Bones that remain intact for thousands of years without remineralization (the process that turns bones into fossils) are quite rare, and the oldest ones that humans have discovered are roughly 2.8 million years old, and were found in Ethiopia.
The most famous examples of ancient bones remaining intact comes from Egypt, where the mysterious practice of mummification prevented bones from decomposing in certain cases. When powerful drying salts, like natron, were used to clear the body of any liquids, it prevented bacteria and fungus from starting the decomposition process. Furthermore, once the mummy was sealed in linen and a sarcophagus, the lack of oxygen and moisture prevented the breakdown of tissue and bone.
So, it takes very special circumstances for bones to last. Most of the time, they don't. And thank God because otherwise the world would be covered with bones. 

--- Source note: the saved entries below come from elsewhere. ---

Issue #122, opened 2018-01-27
Provide something like ActiveRecord::Base.connection.quote


robacarp:
Hopefully this is buried and salty to use, but I think the ORM should provide it. Especially since this ORM is still developing (as in #121), it would be nice to be able to manually escape a string where no other option exists.

drujensen:
@robacarp will this work for you or do you think we still need the `quote` capability?

robacarp:
I think Granite should still have quote capability. That kind of depth is the right amount of depth though because it should be raising flags of warning when used. `Model.adapter.database.quote "string"` is at least [salty enough](http://catb.org/jargon/html/S/syntactic-salt.html) to be noticed by code reviewers and to cause a bit of rethinking by developers.

It's hopefully not _common_ but I have used ActiveRecord's adapter quote mechanism a time or two. I can't remember why I couldn't use a parameterized expression, but I'm sure I would have tried that road first.

Maybe it's worth waiting on the need to appear though?

faustinoaq:
Is this already being fixed by #150 ? or duplicate of #149 ?

drujensen:
Closing this issue.

PR #139, opened 2018-02-11
allow reserved words as table and column names

maiha:
An SQL syntax error occurred using reserved keywords for column names such as `key`,` all`, and so on.

```sql
... WHERE key=?

ERROR 1064 (42000): You have an error in your SQL syntax; check the manual that corresponds to
your MySQL server version for the right syntax to use near 'key=?' at line 1
```

This PR provides a quoting feature for table names and column names.
```sql
SELECT `kvs`.`id`, `kvs`.`key`, `kvs`.`value` FROM `kvs` WHERE `key`=? LIMIT 1;
INSERT INTO `select` (`all`) VALUES (?);
```

Best regards,

### DIFF
--- a/spec/spec_models.cr
+++ b/spec/spec_models.cr
@@ -18,6 +18,7 @@ end
     nation_county_table = "nation_county_#{adapter_literal}s".id
     review_table = "review_#{adapter_literal}s".id
     empty_table = "empty_#{adapter_literal}s".id
+    reserved_word_table = "select".id
 
     if adapter == "pg"
       primary_key_sql = "BIGSERIAL PRIMARY KEY".id
@@ -230,6 +231,22 @@ end
       end
     end
 
+    class ReservedWord{{ adapter_const_suffix }} < Granite::ORM::Base
+      adapter {{ adapter_literal }}
+      table_name "{{ reserved_word_table }}"
+      field all : String
+
+      def self.drop_and_create
+        exec "DROP TABLE IF EXISTS #{quoted_table_name}"
+        exec <<-SQL
+          CREATE TABLE #{quoted_table_name} (
+            id {{ primary_key_sql }},
+            #{quote("all")} VARCHAR(255)
+          )
+        SQL
+      end
+    end
+
     module GraniteExample
       @@model_classes << Parent{{ adapter_const_suffix }}
       @@model_classes << Teacher{{ adapter_const_suffix }}
@@ -240,6 +257,7 @@ end
       @@model_classes << Nation::County{{ adapter_const_suffix }}
       @@model_classes << Review{{ adapter_const_suffix }}
       @@model_classes << Empty{{ adapter_const_suffix }}
+      @@model_classes << ReservedWord{{ adapter_const_suffix }}
     end
 
     Spec.before_each do
@@ -252,6 +270,7 @@ end
       Nation::County{{ adapter_const_suffix }}.clear
       Review{{ adapter_const_suffix }}.clear
       Empty{{ adapter_const_suffix }}.clear
+      ReservedWord{{ adapter_const_suffix }}.clear
     end
 
 {% end %}
--- a/src/adapter/base.cr
+++ b/src/adapter/base.cr
@@ -60,6 +60,15 @@ abstract class Granite::Adapter::Base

The Norton team also included an image with their one-sentence claim: 

So, presumably, the central dark spot on the right is what they're talking about. But notice that on the left there is plenty of dark too, and of the same consistency. The locations are different, but the size of area affected is about the same. What really is the difference? What is definitive about this?
We are dealing here with a great controversy, and it deserved far more attention and elaboration than they gave it. Why didn't they substantiate the basis for calling a very small defect in a bone that had been decomposing under the ground for 18 years evidence of surgery?
LIFE magazine published this photo of Oswald with a missing tooth, reportedly knocked out in a fight in the 8th grade. They loved doing it because it implied that even as a child that Oswald was prone to violence. 

Here are Oswald's teeth from the exhumation. None were missing.

I say that wear and tear from 18 years of being dead under the ground and the decaying, decomposing process that invariably takes place was fraudulently attributed to mastoid surgery. They certainly did NOT prove their claim, and the burden of proof was on them, and it still is.